Bab 5 : Tak ada jalan untuk kembali

Naruto mempersiapkan diri untuk acara nanti malam, dia membuka sapu tangan milik Sasuke yang dililitkan pada lengannya saat pria itu mengobatinya.

"Tak berubah. Tetap seperti dulu, teme." bisik Naruto,

Bohong jika dia melupakan pria itu. Asal kalian tahu, jika Itachi menyewanya hal yang paling ingin dia dengar adalah cerita tentang Uchiha Sasuke.

Teman singkatnya saat di ibukota, saat itu dia bertemu Sasuke karena dia tersesat dan pria itu tengah bermain di pemukiman kumuh,

Benar. Pangeran kecil itu dia temui di pemukiman kumuh tengah bermain dengan anak kasta rendah.

Tapi itu masa lalu yang tak boleh dia ingat, atau dia akan lemah jika mengingat hal indah lainnya.

"Tapi Uzumaki Naruto sudah mati teme. Yang ada hanyalah Naruto dan dendamnya, aku harus melupakanmu." ujar Naruto menyimpan sapu tangan itu dan menyelesaikan riasannya.

Rumah bordil Higanbana milik Mei malam ini begitu sibuk,

Semua karena ada perjamuan para pejabat kerajaan.

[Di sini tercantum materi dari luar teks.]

PR #2433, opened 2020-12-09
SDK-1321. Task/build 3rdparty script improvements

mattw-mega:


contrib/cmake/build3rdParty/build3rdParty.cpp
```diff
@@ -0,0 +1,279 @@
...
+    std::vector<char*> myargv1(argv + 1, argv + argc);
+    std::vector<char*> myargv2;
+
+    for (auto it = myargv1.begin(); it != myargv1.end(); ++it)
+    {
+        if (std::string(*it) == "--ports")
+        {
+            if (++it == myargv1.end()) return showSyntax();
+            portsFile = *it;
+            argc -= 2;
```
polmr, line 192: no need for this

contrib/cmake/preferred-ports-megacmd.txt
```diff
@@ -0,0 +1,54 @@
+
```
polmr, line 1: Would it make sense for these to go into MEGAcmd/MEGAsync/... projects instead of here ... :thinking:

contrib/cmake/build3rdParty/build3rdParty.cpp
mattw-mega: thanks, removed

contrib/cmake/preferred-ports-megacmd.txt
mattw-mega: yes, but for ease of development and review I've left them here for now - if and when this new way to build 3rdParty is approved, let's move them to the appropriate repos.  thanks

contrib/cmake/build3rdParty/CMakeLists.txt
```diff
@@ -0,0 +1,19 @@
+
+
+cmake_minimum_required(VERSION 3.13)
```
mega-lia, line 3: There is no need to re-specify `cmake_minimum_required` and `project` in individual CMLs; it should be done once in the topmost CML

contrib/cmake/build3rdParty/CMakeLists.txt
```diff
@@ -0,0 +1,19 @@
...
+endif()
+
+if (APPLE)
+    set(CMAKE_CXX_STANDARD 11)
+    SET(CMAKE_CXX_STANDARD_REQUIRED ON)
+endif()
+
+add_executable(build3rdParty build3rdParty.cpp)
+if (NOT WIN32 AND NOT APPLE)
+    target_link_libraries(build3rdParty stdc++fs)
```
mega-lia, line 18: Do we support building with libc++? This becomes a bit more complicated if so

contrib/cmake/build3rdParty/CMakeLists.txt
```diff
@@ -0,0 +1,19 @@
+
+
+cmake_minimum_required(VERSION 3.13)
+project(Build3rdParty)
+
+if (WIN32)
+    # accurate __cplusplus macro for vc++, selecting c++17 here for windows builds though the MEGA SDK library must build for older c++ standards also
```
mega-lia, line 7: We should consider using the `target_meow` approach here, e.g.,

```cmake
target_compile_features(build3rdParty cxx_std_11 REQUIRED)
target_compile_features(build3rdParty cxx_std_17 REQUIRED)
target_compile_options(build3dParty /Zc:__cplusplus)
```

Also I haven't developed on MSVC in a bit over a year--is support for `/Zc:__cplusplus` more widespread now? There used to be some libraries that detected if they were running on MSVC by checking for `__cplusplus` being 1997

contrib/cmake/build3rdParty/build3rdParty.cpp
```diff
@@ -0,0 +1,273 @@
...
+#include <filesystem>
+#include <vector>
+#include <map>
+#include <string>
+#include <fstream>
+
+using namespace std;
+
+
+#if (__cplusplus >= 201703L && (!defined(__GNUC__) || (__GNUC__*100+__GNUC_MINOR__) >= 800))
```
mega-lia, line 11: If we're checking for `__cplusplus >= 2017` that means we should have access to `__has_include`, might be worth simplifying some of the logic that way? 

```cpp
#if (__cplusplus >= 201703L)
#if __has_include(<filesystem)>
#include <filesystem>
namespace fs = std::filesystem
#else // __has_include(<filesystem)>
#include <experimental/filesystem>
namespace fs = std::experimental::filesystem
#else // (__cplusplus >= 201703L)
// ...
#endif 
```

contrib/cmake/build3rdParty/build3rdParty.cpp
```diff
@@ -0,0 +1,273 @@
...
+                #else
+                    execute("./bootstrap-vcpkg.sh -disableMetrics");
+                #endif
+            }
+            else
+            {
+                fs::current_path("vcpkg");
+            }
+
+            if (fs::exists(sdkRootPath / "contrib" / "cmake" / "vcpkg_extra_triplets" / (triplet + ".cmake")))
```
mega-lia, line 72: Minor but `std::filesystem::path::operator/` is implemented as a string concatenation and I'm pretty sure `'/'` is acceptable as a separator on any platform so we may want to just hardcode `"contrib/cmake/vcpkg_extra_triplets"` here and elsewhere

contrib/cmake/build3rdParty/build3rdParty.cpp
```diff
@@ -0,0 +1,273 @@
...
+                cout << "Copying triplet from SDK: " << triplet << endl;
+                fs::copy(sdkRootPath / "contrib" / "cmake" / "vcpkg_extra_triplets" / (triplet+".cmake"), vcpkgDir / "triplets" / (triplet + ".cmake"));
+            }
+            else if (!fs::exists(vcpkgDir / "triplets" / (triplet + ".cmake")))
+            {
+                cout << "triplet not found in the SDK or in vcpkg: " << triplet << endl;
+                exit(1);
+            }
+
+            for (auto portPair : ports)
```
mega-lia, line 87: Let's do `const auto&` to avoid two string copies here?

contrib/cmake/build3rdParty/build3rdParty.cpp
```diff
@@ -0,0 +1,273 @@
...
+            {
+                const string& portname = portPair.first;
+                const string& portversion = portPair.second;
+
+                if (fs::is_directory(fs::path("ports") / portname))
+                {
+                    cout << "Removing " << (vcpkgDir / "ports" / portname).u8string() << endl;
+                    fs::remove_all(vcpkgDir / "ports" / portname);
+                }
+                if (portversion.size() == 40)
```
mega-lia, line 97: 40  strikes me as a magic number, maybe could define it as a `constexpr` var or add a comment to explain that this branch (as I understand it) means "looks like a commit SHA?"

contrib/cmake/build3rdParty/build3rdParty.cpp
```diff
@@ -0,0 +1,273 @@
...
+                else
+                {
+                    cout << "Copying port for " << portname << " from SDK customized port " << portversion << endl;
+                    fs::copy(sdkRootPath / "contrib" / "cmake" / "vcpkg_extra_ports" / portname / portversion, vcpkgDir / "ports" / portname, fs::copy_options::recursive);
+                }
+            }
+
+            if (removeUnusedPorts)
+            {
+                for (auto dir = fs::directory_iterator(vcpkgDir / "ports"); dir != fs::directory_iterator(); ++dir)
```
mega-lia, line 114: I believe this can be done with range-based `for`: `for (const auto& dir : fs::directory_iterator(vcpkgDir / "ports"))`

contrib/cmake/build3rdParty/build3rdParty.cpp
```diff
@@ -0,0 +1,273 @@
...
+                cout << "This command should be run from just outside 'vcpkg' folder - maybe it is not set up?" << endl;
+                return 1;
+            }
+            else
+            {
+                fs::current_path("vcpkg");
+            }
+
+
+            for (auto portPair : ports)
```
mega-lia, line 138: `const auto&` here as well

contrib/cmake/build3rdParty/build3rdParty.cpp
```diff
@@ -0,0 +1,273 @@
...
+                #endif
+            }
+        }
+
+
+    }
+
+    return 0;
+}
+catch (exception& e)
```
mega-lia, line 153: Might as well catch by `const exception&` since we're not mutating it?

contrib/cmake/build3rdParty/build3rdParty.cpp
```diff
@@ -0,0 +1,273 @@
...
+{
+    cout << "exception: " << e.what() << endl;
+    return 1;
+}
+
+
+void execute(string command)
```
mega-lia, line 160: This can be `const string&`

contrib/cmake/build3rdParty/build3rdParty.cpp
```diff
@@ -0,0 +1,273 @@
...
+bool readCommandLine(int argc, char* argv[])
+{
+    if (argc <= 1) return showSyntax();
+
+    std::vector<char*> myargv1(argv + 1, argv + argc);
+    std::vector<char*> myargv2;
+
+    for (auto it = myargv1.begin(); it != myargv1.end(); ++it)
+    {
+        if (std::string(*it) == "--ports")
```
mega-lia, line 188: We might want to do `const std::string currentArg(*it)` or similar; in the case we hit the final `else ` at the bottom, we've constructed the same temporary string six times. 

Also untested, maybe overkill, but maybe more maintainable:

```cpp
using namespace std::string_literals;

map<string, reference_wrapper<bool> flags{
  {"--setup"s, ref(setup)},
  {"--removeUnusedPorts"s, ref(removeUnusedPorts)},
  {"--build"s, ref(build)}
};

map<string, reference_wrapper<string>> options{
 {"--ports"s, ref(portsFile)},
 // ...
};

for (auto it = myargv1.begin(); it != myargv1.end(); ++it) {
  const string currentArg(*it);
  auto flagIt = flags.end();
  auto optIt = options.end();

  if ((flagIt = flags.find(currentArg)) != flags.end()) {
    if (++it == myargv1.end()) return showSyntax();
    flagIt->second = *it;
  } else if ((optIt = options.find(currentArg)) != options.end()) {
    // same check
    optIt->second = true;
  } else {
    myargv2.push_back(*it);
  }
}
```

contrib/cmake/build3rdParty/build3rdParty.cpp
```diff
@@ -0,0 +1,273 @@
...
+    cout << "build3rdParty --build --ports <ports override file> --triplet <triplet>" << endl;
+    return false;
+}
+
+bool readCommandLine(int argc, char* argv[])
+{
+    if (argc <= 1) return showSyntax();
+
+    std::vector<char*> myargv1(argv + 1, argv + argc);
+    std::vector<char*> myargv2;
```
mega-lia, line 184: Based on what happens below, looks like `unrecognizedArgs` might be a better name for `myargv2`

CMakeLists.txt
```diff
@@ -0,0 +1,4 @@
+# This file is here in the root folder so it can be opened as a CMake project in Visual Studio, eg in order to debug a Linux build in WSL2.
+cmake_minimum_required(VERSION 3.13)
+project(TryWSL)
```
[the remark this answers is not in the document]
mattw-mega: Using cmake was a bit of an experiment I started when I joined, so the main CMakeLists.txt started of in that contrib/cmake folder.   If we get agreement from the team, perhaps we could move that here, but in the meantime this is sort of a pointer to that folder.    That particular 'project' line was needed to prevent cmake complaining - I think the later 'project' statement in the real CMakeLists.txt overwrites it anyway.   And that one can be user-specified through cache variables, I use that so that when I have multiple Visual Studios open, the project name reminds me what I'm working on in each one.

CMakeLists.txt
```diff
@@ -0,0 +1,4 @@
...
+include(${CMAKE_CURRENT_LIST_DIR}/contrib/cmake/CMakeLists.txt)
```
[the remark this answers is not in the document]
mattw-mega: Indeed, this one is not following that model - it's just referencing the main CMakeLists.txt file.   That one isn't using the cmake-per-subdirectory method either, I found it much easier for our relatively small repo to have the entire script in a single file, it's much easier to see how it works, especially while learning cmake.

contrib/cmake/build3rdParty/CMakeLists.txt
mattw-mega: Since some people will still be using this one directly, and some perhaps using the one in the root, I think they are both needed or cmake will complain.

contrib/cmake/build3rdParty/CMakeLists.txt
mattw-mega: We should support them all, I think, but probably we just haven't run into any issue with this one yet.   Actually we can't really use std::filesystem for production stuff since we are on C++11 for now.   However it is very convenient and we use it in some test apps etc, referencing the early not-quite-standard experimental versions that were available with the C++11 compilers.

contrib/cmake/build3rdParty/CMakeLists.txt
mattw-mega: I think this is the sort of thing we would adjust if any problem emerged - for windows we're using VS 2017/2019 and both seem fine.

contrib/cmake/build3rdParty/build3rdParty.cpp
mattw-mega: This particular block of #ifs etc is our current method of figuring out which compilers have some version of std::filesystem or std::experimental::filesystem that we can use - it's been through many, many revisions and it's quite difficult to get right across all the platforms, I'd be wary of editing it unless there's a case it doesn't cover.

contrib/cmake/build3rdParty/build3rdParty.cpp
mattw-mega: From my understanding of the filesystem library, the separated out  / is the platform-independent way to code - some implementations may work that way, but we can't say they all do.   I just double checked at https://en.cppreference.com/w/cpp/filesystem, ```The native format (e.g. which characters are used as separators) and character encoding of the string representation of a path (the pathname) is implementation-defined, this library provides portable representation of paths.```

contrib/cmake/build3rdParty/build3rdParty.cpp
mattw-mega: No objection; this is a super small program where efficiency is not important though.

contrib/cmake/build3rdParty/build3rdParty.cpp
mattw-mega: yes exactly - a quick and dirty check for a commit SHA.   Feel free to improve it, thanks

contrib/cmake/build3rdParty/build3rdParty.cpp
mattw-mega: That would be cool, I never tried it as it seemed unlikely since it doesn't have begin()/end() - if it works, does it require C++17?

contrib/cmake/build3rdParty/build3rdParty.cpp
mattw-mega: same

contrib/cmake/build3rdParty/build3rdParty.cpp
mega-lia: Yeah I think it works without a member begin/end! They provide [non-member overloads](https://en.cppreference.com/w/cpp/filesystem/directory_iterator/begin) for range-for compatibility

contrib/cmake/build3rdParty/build3rdParty.cpp
mattw-mega: Personally I find the extra syntax for 'const' unnecessary - you can see at a glance that it's not changed in such a small piece of code.   And if we did change it, well, there's no other piece of code that we would be breaking by doing that.   If it's a longer function where one might legitimately worry about something being modified when it shouldn't be then of course const is useful in the declaration, but I don't think we need to bulk up the code by adding it in every place that it could fit.

contrib/cmake/build3rdParty/build3rdParty.cpp
mattw-mega: same

contrib/cmake/build3rdParty/build3rdParty.cpp
mattw-mega: For this small program where performance is unimportant, I'd lean towards keeping the code small rather than trying to be efficient.

contrib/cmake/build3rdParty/build3rdParty.cpp
mattw-mega: no objection :-)

contrib/cmake/build3rdParty/build3rdParty.cpp
mattw-mega: That's great, thanks for the info.   Hopefully that is part of the pre-17 experimental implementations too - this is a good project to try that and find out.  thanks

contrib/cmake/CMakeLists.txt
```diff
@@ -448,15 +468,7 @@ if (USE_THIRDPARTY_FROM_VCPKG)
...
-                check_cxx_compiler_flag(-fopenmp HAS_FOPENMP)
-
-                set(Mega_PlatformSpecificLibs
-                      ${Mega_PlatformSpecificLibs}
-                      $<$<BOOL:${HAS_FGOMP}>:-fgomp>
-                      $<$<BOOL:${HAS_FOPENMP}>:-fopenmp>)
+                set(Mega_PlatformSpecificLibs ${Mega_PlatformSpecificLibs} -fopenmp -fgomp)
             ENDIF()
 
         ENDIF(USE_LIBRAW)
```
mattw-mega, line 474: Is this change intentional?  Since you were working specifically on Mac, and this would be a change for Linux  - and it seems like checking the compiler supports those flags would be a good idea.  thanks

tests/integration/SdkTest_test.cpp
```diff
@@ -4839,7 +4839,7 @@ TEST_F(SdkTest, SdkBackupFolder)
     }
     else
     {
-        auto now = m_time(nullptr);
+        const time_t now = m_time(nullptr);
         char timebuf[32];
         strftime(timebuf, sizeof timebuf, "%c", localtime(&now));
```
mattw-mega, line 4845: It turns out time_t is a bit inconsistent across platforms and 32/64 bit compilers.  We have smoothed that out with m_time and some other related functions all beginning with m_, which operate on m_time_t instead.  I think the right solution here is to call m_localtime instead?    Also, do we need that 'const' ?  In C++ the default it that variables are variable - I think we should go with the C++ flow, rather than fight the language, and only worry about const where we want to remind other devs that something would break if they decided to actually modify it.  thanks

contrib/cmake/vcpkg_extra_ports/ffmpeg/4.2-3/0001-create-lib-libraries.patch
```diff
@@ -1,25 +0,0 @@
-diff --git a/configure b/configure
-index 34c2adb..1c8008a 100755
---- a/configure
-+++ b/configure
```
mattw-mega, line 4: github is showing this file and a lot of other vcpkg_extra_port files being removed now, if we merge to develop - but we don't want to break any existing usage of those files.   Can we arrange for no pending changes to those files except where necessary for this PR?   thanks

contrib/cmake/CMakeLists.txt
mega-lia: hm don't remember changing these, wonder if they snuck in during a dev pull

tests/integration/SdkTest_test.cpp
mega-lia: I looked at the header with `m_localtime` defined (and other uses in the SDK) and I think I've replaced this to use it correctly, let me know.

The issue of `const` is now sidestepped entirely (if I've used the functions correctly, was following [this](https://github.com/meganz/sdk/blob/13df5bc543ed21b1edd15010593790ae095c1bed/src/sync.cpp#L2005))but my personal conventions (and justifications) lie here: https://isocpp.github.io/CppCoreGuidelines/CppCoreGuidelines#con1-by-default-make-objects-immutable 
I think a lot of C++ defaults are inherited for C compatibility or arguably dated conventions, and we should evaluate them for safety/clarity/performance wherever possible--as a developer glancing at someone else's code it's much easier to see `const` and know the variable cannot change (and that I will get a compiler error if I try to do so) rather than see a mutable variable and have to mentally keep in mind that it might change somewhere

contrib/cmake/vcpkg_extra_ports/ffmpeg/4.2-3/0001-create-lib-libraries.patch
mega-lia: Restored, let me know if I missed any

tests/integration/SdkTest_test.cpp
mattw-mega: thanks for the fix, and the explanation - I've sent you a counterargument for that one - the article is advice for beginners really, and doesn't take into account whether you're in a complicated situation where it matters, or a simple one where it's just redundant and distracting extra syntax.

mega-lia (approved):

Shikamaru, Sasuke dan Kiba duduk dikursi dekat panggung.

Mereka juga di undang sebagai salah satu orang penting, terlebih Sasuke yang merupakan calon pemimpin kerajaan Api.

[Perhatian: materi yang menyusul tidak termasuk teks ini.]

PR #2441, opened 2020-12-15
WIP: SDK-1258. Detection of external drives plugged in (Win impl, posix stubs)

catalinr-m:


contrib/cmake/CMakeLists.txt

Kiba begitu antusias melihat iring-iringan para wanita penghibur,

"Ingat Kiba. Kau mau menikah sebentar lagi," peringat Shikamaru yang membuat Kiba langsung pundung.

Suara petikan kecapi indah terdengar,

Seorang gadis cantik berambut merah dengan begitu anggun membuka acara.

"Sebagai info saja, dia salah satu wanita penghibur yang dicari karena tariannya yang indah, tapi entah kenapa dia sekarang tak menari." jelas Shikamaru,

Sasuke hanya menatap tak tertarik, sedangkan Kiba menatapnya dengan pandangan kagum.

Seorang penari memasuki panggung, Sasuke langsung fokus.

Naruto tengah menari dengan anggun dan gemulai, senyum menggodanya begitu menarik perhatian para penonton termasuk dirinya.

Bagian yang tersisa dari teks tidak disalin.